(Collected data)
PR #2044, opened 2020-06-01
[web3torrent] Fix typo in drift env var

### LINKED ISSUE #2043: [web3torrent] No drift button
I've not seen this appearing recently.

https://github.com/statechannels/monorepo/blob/921a185ebfe72259e71fd29835a51a70f3251e57/packages/web3torrent/src/index.tsx#L22

geoknee:
Closes #2043

### DIFF
--- a/packages/web3torrent/config/webpack.config.js
+++ b/packages/web3torrent/config/webpack.config.js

Exercise brief:
In full and exactly as written, reproduce the records above.

Response to the exercise:
PR #2044, opened 2020-06-01
[web3torrent] Fix typo in drift env var

### LINKED ISSUE #2043: [web3torrent] No drift button
I've not seen this appearing recently.

https://github.com/statechannels/monorepo/blob/921a185ebfe72259e71fd29835a51a70f3251e57/packages/web3torrent/src/index.tsx#L22

geoknee:
Closes #2043

### DIFF
--- a/packages/web3torrent/config/webpack.config.js
+++ b/packages/web3torrent/config/webpack.config.js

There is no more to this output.